# What you will do
Which lines below contain "filtering"? Copy every one of them.

# Provided material
--- --- ---
PR #492, opened 2024-02-26
Add beta diversity stats tests

jairideout:
## Status
- [x] **Ready**

## Description
Added PERMANOVA test for significant differences between groups of samples based on their beta diversity distances.

Posthoc pairwise PERMANOVA tests are performed if the global test is found to be statistically significant and there are more than two groups.

The tests are run via `SampleCollection.beta_diversity_stats()`.

Samples with missing abundances are filtered out (with a warning) in:

- `plot_pcoa()`
- `plot_mds()`
- `plot_pca()`
- `alpha_diversity_stats()`
- `beta_diversity_stats()`

Deprecated `AlphaDiversityStatsResults.posthoc_df` in favor of `AlphaDiversityStatsResults.posthoc.adjusted_pvalues`.

Closes DEV-9248

## Related PRs
- [x] This PR is independent

### DIFF
--- a/onecodex/stats.py
+++ b/onecodex/stats.py
@@ -1,13 +1,26 @@
 from __future__ import annotations
-from dataclasses import dataclass
+import itertools
 import warnings
+from dataclasses import dataclass
 from typing import TYPE_CHECKING, Optional
 
 from onecodex.exceptions import OneCodexException, StatsException, StatsWarning
-from onecodex.lib.enums import Rank, AlphaDiversityMetric, AlphaDiversityStatsTest
+from onecodex.lib.enums import (
+    Rank,
+    AlphaDiversityMetric,
+    AlphaDiversityStatsTest,
+    BetaDiversityMetric,
+    BetaDiversityStatsTest,
+)
 
 if TYPE_CHECKING:
     import pandas as pd
+    import skbio
+
+
+# TODO when min Python version is >=3.10, create a base class with
+# @dataclass(frozen=True, kw_only=True) and have AlphaDiversityStatsResults and
+# BetaDiversityStatsResults inherit from it
 
 
 @dataclass(frozen=True)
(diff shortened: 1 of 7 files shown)


onecodex/stats.py
```diff
@@ -0,0 +1,235 @@
...
+            raise StatsException("`alpha` must be between 0 and 1 (exclusive).")
+
+        group_by = self._tuplize(group_by)
+
+        # Munge the metadata first in case there's any errors
+        df, magic_fields = self._metadata_fetch([group_by], coerce_missing_composite_fields=False)
+        group_by_column_name = magic_fields[group_by]
+
+        # Compute beta diversity distance matrix
+        dm = self.beta_diversity(metric=metric, rank=rank)
```
pkonieczny, line 104: Nit: we could probably move this test lower so that we don't run it if we know there aren't enough groups?

pkonieczny (approved):

onecodex/stats.py
```diff
@@ -255,44 +338,188 @@ def _kruskal(
...
+        Parameters
+        ----------
+        group_by : str or tuple of str or list of str
+            Metadata variable to group samples by. At least two groups are required. If `group_by`
+            is a tuple or list, field values are joined with an underscore character ("_").
+        metric : {'braycurtis', 'jaccard', 'cityblock', 'manhattan', 'aitchison', 'unweighted_unifrac', 'weighted_unifrac'}, optional
+            The beta diversity distance metric to calculate. Note that 'cityblock' and 'manhattan'
+            are equivalent metrics.
+        rank : {'auto', 'kingdom', 'phylum', 'class', 'order', 'family', 'genus', 'species'}, optional
+            Analysis will be restricted to abundances of taxa at the specified level.
```
lynchde, line 384: It looks as though, if there are any samples for which we don't have abundance estimates, we might instead be falling back to read counts. We're calculating beta diversity stats on a total sample size, rather than the sample size of just those samples with abundances.
(This is not the case for alpha diversity, where we warn that samples are excluded if they don't have abundance estimates).
I think what we should do is add a new variable to beta_diversity_stats (and also alpha_diversity_stats), similar to what we have with dataframes, with ocx_metric : {'readcount_w_children', 'readcount', 'abundance'}. (Default to abundance). Then use this for the beta diversity calculation, rather than letting beta div decide. (Open to discussion).

lynchde (changes requested):
Mostly great. Just a small change to deal with how beta diversity will default back to reads if any abundances are missing.

onecodex/stats.py
jairideout: I added filtering of samples with missing abundances to:

- `beta_diversity_stats()`
- `plot_pcoa()`/`plot_mds()`
- `plot_pca()`

Filtering was already being done for `plot_distance()`. If filtering happens, we show a warning to the user.

I'll create a followup issue to make this change more generally in `beta_diversity()` (it ended up being more complicated to add it there after all).

lynchde (approved):
Looks great!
--- --- ---
# Output for this task
jairideout: I added filtering of samples with missing abundances to:
Filtering was already being done for `plot_distance()`. If filtering happens, we show a warning to the user.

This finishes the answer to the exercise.